Return the whole of the data exactly.

(Stored data)
◆ ◆ ◆

PR #550, opened 2016-01-02
Add imagemagick montage command to common

sbrl:
I'm always using imagemagick's [montage](https://www.imagemagick.org/Usage/montage/) and I keep forgetting how to use it. This pull request adds the montage command to tldr, along with a set of commands that I think are the most common / useful.

Have I created the 'feature-branch' correctly by the way? I had a ton of trouble with it.

### DIFF
--- a/pages/common/montage.md
+++ b/pages/common/montage.md
@@ -1,0 +1,24 @@
+# montage
+
+> Imagemagick image montage tool.
+> Tiles images into a customisable grid.
+
+- Tile images into a grid, automatically resizing images larger than the grid cell size:
+
+`montage {{image1.png}} {{image2.jpg}} {{imageN.png}} montage.jpg`
+
+- Tile images into a grid, automatically calculating the grid cell size from the largest image:
+
+`montage {{image1.png}} {{image2.jpg}} {{imageN.png}} -geometry +0+0 montage.jpg`
+
+- Set the grid cell size and resize images to fit before tiling:
+
+`montage {{image1.png}} {{image2.jpg}} {{imageN.png}} -geometry 640x480+0+0 montage.jpg`
+
+- Limit the number of rows and columns in the grid, causing input images to overflow into multiple output montages:
+
+`montage {{image1.png}} {{image2.jpg}} {{imageN.png}} -geometry +0+0 -tile 2x3 montage_%d.jpg`
+
+- Resize and crop images to completely fill their grid cells before tiling:
+
+`montage {{image1.png}} {{image2.jpg}} {{imageN.png}} -geometry +0+0 -resize 640x480^ -gravity center -crop 640x480+0+0 montage.jpg`


pages/common/montage.md
```diff
@@ -0,0 +1,20 @@
+# montage
+
+> Imagemagick image montage tool
+> Tiles images into a customisable grid
+
+- Tile images into grid without resizing
+
+`montage {{image1.png}} {{image2.jpg}} {{imagen.png}} -geometry +0+0 montage.jpg`
```
igorshubovych: What are the parameters of this grid?

sbrl:
@igorshubovych I don't understand the question. That command simply takes the input images, and tiles them into a grid whose size should be *loosely* square shaped, but there's no way to tell.

On another note, I realise now that I forgot to add an example which uses `-geometry` to add a border around each image. I don't know if it should be included though.

igorshubovych:
I just did not understand what +0+0 means.
Now after reading these links, I think I understand it:
- http://www.imagemagick.org/script/montage.php
- http://www.imagemagick.org/Usage/montage/#montage

It is a very complicated command. Too many options.

sbrl:
Do you mean the first one?

Unfortunately Imagemagick's montage command is inherently complicated - that's why I wrote this tldr page.

The `+0+0` simply prevents Imagemagick from resizing any images. A full geometry spec would be `640x480+0+0`, which means something like this:

> A width of 640, a height of 480, and no white space around the edges.

I can't see any way of simplifying the command. If you remove the `-geometry` bit, it resizes images to some unknown default size, which isn't very helpful.

Suggestions are welcome.

igorshubovych:
@sbrl i also found this command very complicated

sbrl:
@igorshubovych How can I simplify it?

waldyrious:
I don't think we can simplify it much further. I can only suggest you to add extra details to the command descriptions -- e.g. explain that in the first couple examples the grid subdivisions are automatically derived, or that the `-geometry` is what does the resizing. In fact, it could help to provide an example without the `-geometry` and then explain the difference in the one with it. Also, I'd prefer if you used "imageN" rather than "imagen", to make it clear the N isn't part of the word.

sbrl:
@waldyrious Done. Is that ok?

I was wondering about adding an example about borders that explains what the `+0+0` is for, but I'm not sure about it.

igorshubovych:
It looks ok. Could you plz squash the commits?

sbrl:
@igorshubovych I have a little bit of a problem - I accidentally hit the 'merge master branch' button on the github website, and now I have a bunch of extra commits on my history. Unless I can remove them, I don't think that I'll be able to squash :(

igorshubovych:
It is relatively simple to remove those commits from branch at all. Check out 7 mins video from this link: 
https://github.com/tldr-pages/tldr/blob/master/CONTRIBUTING.md#submitting-a-pull-request

sbrl:
@igorshubovych Done! I've learnt something (several things actually) doing that. Apparently if you delete a line whilst rebasing it removes that commit.

Anyway, I've squashed my commits down so it's all ready for merging.

I've also tweaked it slightly to make it pass all the tests.

pages/common/montage.md
```diff
@@ -0,0 +1,24 @@
...
+
+- Tile images into a grid, automatically calculating the grid size from the largest image:
+
+`montage {{image1.png}} {{image2.jpg}} {{imageN.png}} -geometry +0+0 montage.jpg`
+
+- Set the grid size and resize images to fit before tiling:
+
+`montage {{image1.png}} {{image2.jpg}} {{imageN.png}} -geometry 640x480+0+0 montage.jpg`
+
+- Limit size of grid, causing input images to overflow into multiple output images:
```
waldyrious: Ok, if I'm understanding this correctly, so far you seem to have used "size" to mean the dimensions of images or the grid; but now you're talking about the number of rows and columns, right? Or am I reading this wrong? Either way, I believe we should remove this ambiguity before merging. I'm sorry not to have caught this earlier :/

sbrl:
@waldyrious Thanks for the comments. I've tried to reword it again. Does that aid clarity?

pages/common/montage.md
```diff
@@ -0,0 +1,24 @@
+# montage
+
+> Imagemagick image montage tool.
+> Tiles images into a customisable grid.
+
+- Tile images into a grid, automatically resizing images larger than the grid size:
```
waldyrious: "than the grid cell size", to match the rest of the descriptions?

pages/common/montage.md
```diff
@@ -0,0 +1,24 @@
...
+
+`montage {{image1.png}} {{image2.jpg}} {{imageN.png}} montage.jpg`
+
+- Tile images into a grid, automatically calculating the grid cell size from the largest image:
+
+`montage {{image1.png}} {{image2.jpg}} {{imageN.png}} -geometry +0+0 montage.jpg`
+
+- Set the grid cell size and resize images to fit inside their grid cells before tiling:
```
waldyrious: "to fit it" would be shorter and still understandable, I believe.

pages/common/montage.md
```diff
@@ -0,0 +1,24 @@
...
+
+`montage {{image1.png}} {{image2.jpg}} {{imageN.png}} -geometry 640x480+0+0 montage.jpg`
+
+- Limit the number of row and columns in the grid, causing input images to overflow into multiple output montages:
```
waldyrious: "rows" (to match "columns")

pages/common/montage.md
```diff
@@ -0,0 +1,24 @@
...
+
+`montage {{image1.png}} {{image2.jpg}} {{imageN.png}} -geometry +0+0 -tile 2x3 montage_%d.jpg`
+
+- Resize and crop images to completely fill their grid cells before tiling:
```
waldyrious: I don't think this could be much clearer :) We could try to explain what `-gravity` means here, but the description would get too verbose.

igorshubovych:
@sbrl you can make changes suggested by @waldyrious, and the do 
```sh
git commit -a --amend
git push --force
```

sbrl:
@waldyrious @igorshubovych Done.

igorshubovych:
Thank you!

sbrl:
@igorshubovych No problem! Thanks for all your help too!

waldyrious:
:+1: excellent work @sbrl

sbrl:
@waldyrious Thanks!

◆ ◆ ◆

YOUR SOLUTION:
PR #550, opened 2016-01-02
Add imagemagick montage command to common

sbrl:
I'm always using imagemagick's [montage](https://www.imagemagick.org/Usage/montage/) and I keep forgetting how to use it. This pull request adds the montage command to tldr, along with a set of commands that I think are the most common / useful.

Have I created the 'feature-branch' correctly by the way? I had a ton of trouble with it.

### DIFF
--- a/pages/common/montage.md
+++ b/pages/common/montage.md
@@ -1,0 +1,24 @@
+# montage
+
+> Imagemagick image montage tool.
+> Tiles images into a customisable grid.
+
+- Tile images into a grid, automatically resizing images larger than the grid cell size:
+
+`montage {{image1.png}} {{image2.jpg}} {{imageN.png}} montage.jpg`
+
+- Tile images into a grid, automatically calculating the grid cell size from the largest image:
+
+`montage {{image1.png}} {{image2.jpg}} {{imageN.png}} -geometry +0+0 montage.jpg`
+
+- Set the grid cell size and resize images to fit before tiling:
+
+`montage {{image1.png}} {{image2.jpg}} {{imageN.png}} -geometry 640x480+0+0 montage.jpg`
+
+- Limit the number of rows and columns in the grid, causing input images to overflow into multiple output montages:
+
+`montage {{image1.png}} {{image2.jpg}} {{imageN.png}} -geometry +0+0 -tile 2x3 montage_%d.jpg`
+
+- Resize and crop images to completely fill their grid cells before tiling:
+
+`montage {{image1.png}} {{image2.jpg}} {{imageN.png}} -geometry +0+0 -resize 640x480^ -gravity center -crop 640x480+0+0 montage.jpg`


pages/common/montage.md
```diff
@@ -0,0 +1,20 @@
+# montage
+
+> Imagemagick image montage tool
+> Tiles images into a customisable grid
+
+- Tile images into grid without resizing
+
+`montage {{image1.png}} {{image2.jpg}} {{imagen.png}} -geometry +0+0 montage.jpg`
```
igorshubovych: What are the parameters of this grid?

sbrl:
@igorshubovych I don't understand the question. That command simply takes the input images, and tiles them into a grid whose size should be *loosely* square shaped, but there's no way to tell.

On another note, I realise now that I forgot to add an example which uses `-geometry` to add a border around each image. I don't know if it should be included though.

igorshubovych:
I just did not understand what +0+0 means.
Now after reading these links, I think I understand it:
- http://www.imagemagick.org/script/montage.php
- http://www.imagemagick.org/Usage/montage/#montage

It is a very complicated command. Too many options.

sbrl:
Do you mean the first one?

Unfortunately Imagemagick's montage command is inherently complicated - that's why I wrote this tldr page.

The `+0+0` simply prevents Imagemagick from resizing any images. A full geometry spec would be `640x480+0+0`, which means something like this:

> A width of 640, a height of 480, and no white space around the edges.

I can't see any way of simplifying the command. If you remove the `-geometry` bit, it resizes images to some unknown default size, which isn't very helpful.

Suggestions are welcome.

igorshubovych:
@sbrl i also found this command very complicated

sbrl:
@igorshubovych How can I simplify it?

waldyrious:
I don't think we can simplify it much further. I can only suggest you to add extra details to the command descriptions -- e.g. explain that in the first couple examples the grid subdivisions are automatically derived, or that the `-geometry` is what does the resizing. In fact, it could help to provide an example without the `-geometry` and then explain the difference in the one with it. Also, I'd prefer if you used "imageN" rather than "imagen", to make it clear the N isn't part of the word.

sbrl:
@waldyrious Done. Is that ok?

I was wondering about adding an example about borders that explains what the `+0+0` is for, but I'm not sure about it.

igorshubovych:
It looks ok. Could you plz squash the commits?

sbrl:
@igorshubovych I have a little bit of a problem - I accidentally hit the 'merge master branch' button on the github website, and now I have a bunch of extra commits on my history. Unless I can remove them, I don't think that I'll be able to squash :(

igorshubovych:
It is relatively simple to remove those commits from branch at all. Check out 7 mins video from this link: 
https://github.com/tldr-pages/tldr/blob/master/CONTRIBUTING.md#submitting-a-pull-request

sbrl:
@igorshubovych Done! I've learnt something (several things actually) doing that. Apparently if you delete a line whilst rebasing it removes that commit.

Anyway, I've squashed my commits down so it's all ready for merging.

I've also tweaked it slightly to make it pass all the tests.

pages/common/montage.md
```diff
@@ -0,0 +1,24 @@
...
+
+- Tile images into a grid, automatically calculating the grid size from the largest image:
+
+`montage {{image1.png}} {{image2.jpg}} {{imageN.png}} -geometry +0+0 montage.jpg`
+
+- Set the grid size and resize images to fit before tiling:
+
+`montage {{image1.png}} {{image2.jpg}} {{imageN.png}} -geometry 640x480+0+0 montage.jpg`
+
+- Limit size of grid, causing input images to overflow into multiple output images:
```
waldyrious: Ok, if I'm understanding this correctly, so far you seem to have used "size" to mean the dimensions of images or the grid; but now you're talking about the number of rows and columns, right? Or am I reading this wrong? Either way, I believe we should remove this ambiguity before merging. I'm sorry not to have caught this earlier :/

sbrl:
@waldyrious Thanks for the comments. I've tried to reword it again. Does that aid clarity?

pages/common/montage.md
```diff
@@ -0,0 +1,24 @@
+# montage
+
+> Imagemagick image montage tool.
+> Tiles images into a customisable grid.
+
+- Tile images into a grid, automatically resizing images larger than the grid size:
```
waldyrious: "than the grid cell size", to match the rest of the descriptions?

pages/common/montage.md
```diff
@@ -0,0 +1,24 @@
...
+
+`montage {{image1.png}} {{image2.jpg}} {{imageN.png}} montage.jpg`
+
+- Tile images into a grid, automatically calculating the grid cell size from the largest image:
+
+`montage {{image1.png}} {{image2.jpg}} {{imageN.png}} -geometry +0+0 montage.jpg`
+
+- Set the grid cell size and resize images to fit inside their grid cells before tiling:
```
waldyrious: "to fit it" would be shorter and still understandable, I believe.

pages/common/montage.md
```diff
@@ -0,0 +1,24 @@
...
+
+`montage {{image1.png}} {{image2.jpg}} {{imageN.png}} -geometry 640x480+0+0 montage.jpg`
+
+- Limit the number of row and columns in the grid, causing input images to overflow into multiple output montages:
```
waldyrious: "rows" (to match "columns")

pages/common/montage.md
```diff
@@ -0,0 +1,24 @@
...
+
+`montage {{image1.png}} {{image2.jpg}} {{imageN.png}} -geometry +0+0 -tile 2x3 montage_%d.jpg`
+
+- Resize and crop images to completely fill their grid cells before tiling:
```
waldyrious: I don't think this could be much clearer :) We could try to explain what `-gravity` means here, but the description would get too verbose.

igorshubovych:
@sbrl you can make changes suggested by @waldyrious, and the do 
```sh
git commit -a --amend
git push --force
```

sbrl:
@waldyrious @igorshubovych Done.

igorshubovych:
Thank you!

sbrl:
@igorshubovych No problem! Thanks for all your help too!

waldyrious:
:+1: excellent work @sbrl

sbrl:
@waldyrious Thanks!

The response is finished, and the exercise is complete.